* [Supplied data]:
PR #693, opened 2021-06-02
cache total views sum to db column

soberstadt:
This addresses https://jira.cru.org/browse/GT-1198

The problem, I believe, is that the `views` table has a lot of rows (2M+) so summing there (even indexed) is slow. Take this recent DD Trace for example:
image
The trace took a total of 6.3s and 85+% of that is spent asking the database for sums.

This PR introduces the [`counter_culture`](https://github.com/magnusvk/counter_culture) gem, which helps us with counters. The idea here being that we can have the database do a "delta" increase to the counter column each time a new view is created. (see demo of counters below).

After @frett made some comments on this PR, I think we can probably use this as a temporary solution and move to doing the deltas ourselves without the views table since that table doesn't have any timestamps or other metadata.

There is some risk to this approach:
- This will slow down the view creation endpoint instead
  - currently the ViewsController#create action is very fast ([95% or requests finished within 65ms](https://app.datadoghq.com/apm/resource/mobile-content-api/rack.request/c6cc84b1f8860e33?end=1622668889197&env=production&index=apm-search&maxPercentile=95&paused=false&query=env%3Aproduction%20service%3Amobile-content-api%20operation_name%3Arack.request%20resource_name%3AViewsController%23create&start=1622064089197))
  - thankfully `counter_culture` does a delta update on the cache column instead of re-summing each time, so I think that should be very fast, only slowing that action down a little. 
- The count cache could drift out-of-sync
  - these values are helpful but not mission-critical
- `counter_culture` dependency cost

This is a multi-stage deployment task:
- add column and start updating value (this PR)
- backfill values (running `View.counter_culture_fix_counts` on prod-console will take care of this)
- remove current `total_views` method from model so serializer starts using this column (follow-up PR 1)
- drop `counter_culture` and make the model do the delta directly instead of saving it to the database (follow-up PR 2)

Sum change demo:
Screen Shot 2021-06-02 at 5 09 17 PM


frett:
I didn't realize the views count was being kept in the database like this. I'm all for consolidating this down to a single field. Increasing time on the create views endpoint is not a big deal.

frett:
as long as we have a per-resource tracking of total views for that resource that supports delta updates, we don't need to keep the individual views breakdown table that we currently have.

frett (approved):
Looks good to me as a non-rails guy

jbirdjavi (approved):

PR #697, opened 2021-06-03
copy the sparse fieldset support from MPDX for use by serializers

frett:


app/controllers/concerns/fields.rb
```diff
@@ -0,0 +1,11 @@
+module Fields
+  private
+
+  def field_params
+    return {} unless params[:fields]
+
+    params[:fields].transform_values do |field_value|
+      field_value.split(",")
+    end.to_unsafe_h
```
soberstadt, line 9: This might be more of a code style thing, but it makes more sense to me to call `to_unsafe_h` on the `params` response and then transform it.

```suggestion
    params[:fields].to_unsafe_h.transform_values do |field_value|
      field_value.split(",")
    end
```

soberstadt (approved):
Looks pretty good to me

app/controllers/concerns/fields.rb
frett: it's fun how code style evolves over time, the positioning of `to_unsafe_h` is the same as in MPDX where you committed it 3 years ago ;)

https://github.com/CruGlobal/mpdx_api/blame/master/app/controllers/concerns/fields.rb#L9

soberstadt: I blame Tatai for not reviewing that massive PR more closely ;)

spec/acceptance/resources_controller_spec.rb
```diff
@@ -42,6 +42,19 @@
...
       expect(JSON.parse(response_body)["included"].count).to be(9)
     end
+
+    it "only get name and system of resources" do
+      do_request 'fields[resource]': "name,system"
+
+      expect(status).to be(200)
+      data = JSON.parse(response_body)["data"][0]
+      attrs = data["attributes"]
+      # expect(attrs.size).to be(1)
```
soberstadt, line 52:
```suggestion
```

soberstadt (changes requested):

spec/acceptance/resources_controller_spec.rb
frett: adjusted the test :)

the fields param doesn't currently apply to our custom attributes, so the first resource returned actually has 3 attributes because of custom attributes.

I switched to testing the second resource returned that doesn't have custom attributes

spec/acceptance/resources_controller_spec.rb
```diff
@@ -42,6 +42,21 @@
...
+      expect(status).to be(200)
+      data = JSON.parse(response_body)["data"][1]
+      attrs = data["attributes"]
+      expect(attrs.size).to be(1)
+      expect(attrs["name"]).not_to be_nil
+      expect(attrs["description"]).to be_nil
+      relationships = data["relationships"]
+      expect(relationships.size).to be(1)
+      expect(relationships["system"]).not_to be_nil
+      expect(relationships["translations"]).to be_nil
```
soberstadt, line 58: if you're just checking keys, you could do this:
```suggestion
      expect(attrs.keys).to eq ["name"]
      relationships = data["relationships"]
      expect(relationships.keys).to eq ["system"]
```

frett: thanks, thats much more succinct, going to make one more adjustment

soberstadt (approved):

PR #861, opened 2024-12-12
Yet Logstore Work 2024

milt:
**Description**
This PR:
* adds ~100 new events
* makes numerous improvements to existing events
* makes numerous test improvements to reduce boilerplate

**PR Type**
- Fix, Enhancement


davidpesce:
Hi Milt - first off, thank you for this enormous effort. It looks awesome! It's going to take me a bit of time to review, but I'm curious why the CI was removed from pull requests. Could you re-enable that in this PR?

milt:
> Hi Milt - first off, thank you for this enormous effort. It looks awesome! It's going to take me a bit of time to review, but I'm curious why the CI was removed from pull requests. Could you re-enable that in this PR?

Hi David! As far as I could tell running CI on every push covers pull requests as well, but I'm happy to turn it back on.

milt:
We added PHP 8.3 compatibility and some other minor fixes. The support range is now PHP 8.1 to 8.3 and moodle 4.1 to 4.5.

src/loader/moodle_curl_lrs.php
```diff
@@ -53,19 +53,39 @@ function load(array $config, array $events) {
...
         $postdata = json_encode($statements);
 
+
+
         if ($postdata === false) {
             throw new \Exception('JSON encode error: '.json_last_error_msg());
         }
 
-        $request = new \curl();
+        //Old Client Code
```
davidpesce: Can these comments and debug be removed?

src/transformer/events/core/badge_awarded.php
```diff
@@ -0,0 +1,104 @@
...
+        'context' => [
+            ...utils\get_context_base($config, $event, $lang, $course),
+            'instructor' => $awarder,
+            'contextActivities' =>  [
+                'category' => [[
+                    'id' => $config['app_url'],
+                    'objectType' => 'Activity',
+                    'definition' => [
+                        'name' => [
+                            'en' => 'EDLM Moodle LMS'
```
davidpesce: Can this be made agnostic? ie "Moodle LMS"

davidpesce: It's all over, so maybe a global search and replace is better.

src/transformer/utils/get_activity/certificate.php
davidpesce, line 1: I'm curious why this was renamed rather than replaced?

davidpesce (changes requested):
This is overall awesome! Thank you so much for contributing! 

Please take a look at the comments and let me know your thoughts.

src/transformer/events/core/badge_awarded.php
milt: We actually refactored out the LMS category activity but apparently this file didn't get the memo ;). I'll make sure they all use the same fn. As for the name value I can make it generic, but perhaps we should add config for it?

src/transformer/utils/get_activity/certificate.php
milt: This _appears_ to be git trying to be cleverer than it should. We removed the original file after centralizing all course module object generation to a single function. Separately we added this util file for generating objects representing tool_certificate certificates. Since there is so much boiler in between the two files it looks like git sees that as a rename?

src/transformer/events/core/badge_awarded.php
davidpesce: Hmmm, yeah, an admin setting would be awesome!

milt: So on further examination it appears to use the full name from the ur-course if available.  https://github.com/yetanalytics/moodle-logstore_xapi/blob/master/src/transformer/utils/get_activity/site.php#L37-L49
I'm gonna see if the user experience for setting that makes sense, but also make the default "Moodle LMS" and fix those badge handlers.

milt: Yep, the UI exposes it in site home settings, so I think we're good:
image

milt: OK, this work surfaced an issue with our testing, since Moodle stores information on the hidden course ID 1, we should really be using an ID of 2 for all the actual courses in our test data rather than 1. I'm gonna fix that too.

milt: OK! This is under internal review but should be updated on this PR soon https://github.com/yetanalytics/moodle-logstore_xapi/pull/77

milt:
@cliffcaseyyet noticed that there doesn't seem to be a way to set the statement `$.context.platform` from the UI. It currently derives platform (which we added) from the `source_name` config but I don't think that has UI and seems to be hardcoded in the config. I'm gonna make another PR on our side to add a new config for platform so you can, for instance, disambiguate between multiple peer instances of Moodle.

src/loader/moodle_curl_lrs.php
cliffcaseyyet: this should be resolved.

milt:
OK @davidpesce it should be all caught up with our changes now. Let us know if you find anything else.

davidpesce (approved):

* [What is expected]:
Where a line of the records above holds the word "cache", copy that line.

* [Solution to the exercise]:
cache total views sum to db column
  - thankfully `counter_culture` does a delta update on the cache column instead of re-summing each time, so I think that should be very fast, only slowing that action down a little. 
- The count cache could drift out-of-sync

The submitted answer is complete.